# WHAT THE TASK ASKS
Using the data beneath this instruction, retype only the lines from the one that contains "PR #931, opened 2019-02-20" down to the one that contains "(diff shortened: 1 of 3 files shown)", both included, exactly as they appear.

# EXCERPTED DATA
------------------------------

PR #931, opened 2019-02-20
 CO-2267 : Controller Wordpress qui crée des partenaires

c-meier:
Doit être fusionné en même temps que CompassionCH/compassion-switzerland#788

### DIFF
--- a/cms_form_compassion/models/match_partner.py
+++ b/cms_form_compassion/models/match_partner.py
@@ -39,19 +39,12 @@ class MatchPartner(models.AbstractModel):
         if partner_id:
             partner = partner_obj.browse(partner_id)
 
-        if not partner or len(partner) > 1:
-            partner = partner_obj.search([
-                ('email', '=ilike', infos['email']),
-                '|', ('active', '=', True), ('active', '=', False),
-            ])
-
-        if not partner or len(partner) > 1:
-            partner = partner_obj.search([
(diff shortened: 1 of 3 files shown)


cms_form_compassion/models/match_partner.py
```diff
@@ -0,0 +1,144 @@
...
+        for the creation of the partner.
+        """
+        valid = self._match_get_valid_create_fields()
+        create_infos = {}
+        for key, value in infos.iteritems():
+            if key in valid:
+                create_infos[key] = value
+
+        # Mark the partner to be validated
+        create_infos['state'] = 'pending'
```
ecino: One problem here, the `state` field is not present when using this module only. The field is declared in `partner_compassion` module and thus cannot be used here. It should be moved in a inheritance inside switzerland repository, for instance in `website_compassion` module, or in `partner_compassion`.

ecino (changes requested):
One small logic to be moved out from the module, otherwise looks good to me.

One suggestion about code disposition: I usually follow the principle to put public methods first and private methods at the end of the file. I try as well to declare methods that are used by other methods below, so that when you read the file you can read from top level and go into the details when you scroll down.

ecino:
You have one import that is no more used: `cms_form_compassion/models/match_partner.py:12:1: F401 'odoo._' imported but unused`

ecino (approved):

------------------------------

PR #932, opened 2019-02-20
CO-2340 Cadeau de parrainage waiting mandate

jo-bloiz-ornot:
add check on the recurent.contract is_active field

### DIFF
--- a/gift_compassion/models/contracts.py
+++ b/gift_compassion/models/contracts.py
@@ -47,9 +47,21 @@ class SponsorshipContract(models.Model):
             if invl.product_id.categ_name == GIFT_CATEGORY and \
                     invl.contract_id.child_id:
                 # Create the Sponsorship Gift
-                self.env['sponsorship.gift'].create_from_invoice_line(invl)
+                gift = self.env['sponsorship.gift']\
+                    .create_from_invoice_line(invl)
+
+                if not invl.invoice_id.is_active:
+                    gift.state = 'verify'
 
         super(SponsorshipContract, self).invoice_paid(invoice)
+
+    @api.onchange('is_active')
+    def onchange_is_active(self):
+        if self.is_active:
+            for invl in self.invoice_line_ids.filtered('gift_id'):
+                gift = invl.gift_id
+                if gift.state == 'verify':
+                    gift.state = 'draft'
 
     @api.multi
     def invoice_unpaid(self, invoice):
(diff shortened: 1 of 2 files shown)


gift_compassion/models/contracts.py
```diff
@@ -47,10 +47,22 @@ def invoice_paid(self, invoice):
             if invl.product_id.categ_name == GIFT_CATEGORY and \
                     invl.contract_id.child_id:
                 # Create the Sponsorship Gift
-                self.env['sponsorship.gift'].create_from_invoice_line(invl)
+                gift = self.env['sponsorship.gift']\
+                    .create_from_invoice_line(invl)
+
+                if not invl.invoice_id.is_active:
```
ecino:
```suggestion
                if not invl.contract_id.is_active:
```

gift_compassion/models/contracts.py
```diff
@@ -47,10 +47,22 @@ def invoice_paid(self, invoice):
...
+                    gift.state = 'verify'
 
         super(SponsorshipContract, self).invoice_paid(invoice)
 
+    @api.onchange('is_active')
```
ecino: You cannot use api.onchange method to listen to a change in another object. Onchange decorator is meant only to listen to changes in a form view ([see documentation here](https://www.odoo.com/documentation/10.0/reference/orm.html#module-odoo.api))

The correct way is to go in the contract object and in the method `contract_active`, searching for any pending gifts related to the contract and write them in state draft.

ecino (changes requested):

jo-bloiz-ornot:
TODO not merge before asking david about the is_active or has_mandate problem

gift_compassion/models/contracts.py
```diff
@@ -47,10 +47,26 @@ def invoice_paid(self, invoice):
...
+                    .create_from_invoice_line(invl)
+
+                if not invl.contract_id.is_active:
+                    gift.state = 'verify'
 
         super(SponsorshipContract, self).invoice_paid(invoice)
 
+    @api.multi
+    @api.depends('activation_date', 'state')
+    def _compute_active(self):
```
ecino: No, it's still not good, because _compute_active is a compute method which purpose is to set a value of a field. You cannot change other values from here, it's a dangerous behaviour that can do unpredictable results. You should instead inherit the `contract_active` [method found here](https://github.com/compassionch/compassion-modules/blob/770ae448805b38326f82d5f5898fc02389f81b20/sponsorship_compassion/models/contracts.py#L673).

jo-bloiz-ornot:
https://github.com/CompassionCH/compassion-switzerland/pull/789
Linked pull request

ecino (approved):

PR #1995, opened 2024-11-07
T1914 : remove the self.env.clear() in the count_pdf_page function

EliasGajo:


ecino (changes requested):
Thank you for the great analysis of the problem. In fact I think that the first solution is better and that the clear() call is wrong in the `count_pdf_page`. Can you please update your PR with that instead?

------------------------------

# SOLUTION TO THIS PROBLEM
PR #931, opened 2019-02-20
 CO-2267 : Controller Wordpress qui crée des partenaires

c-meier:
Doit être fusionné en même temps que CompassionCH/compassion-switzerland#788

### DIFF
--- a/cms_form_compassion/models/match_partner.py
+++ b/cms_form_compassion/models/match_partner.py
@@ -39,19 +39,12 @@ class MatchPartner(models.AbstractModel):
         if partner_id:
             partner = partner_obj.browse(partner_id)
 
-        if not partner or len(partner) > 1:
-            partner = partner_obj.search([
-                ('email', '=ilike', infos['email']),
-                '|', ('active', '=', True), ('active', '=', False),
-            ])
-
-        if not partner or len(partner) > 1:
-            partner = partner_obj.search([
(diff shortened: 1 of 3 files shown)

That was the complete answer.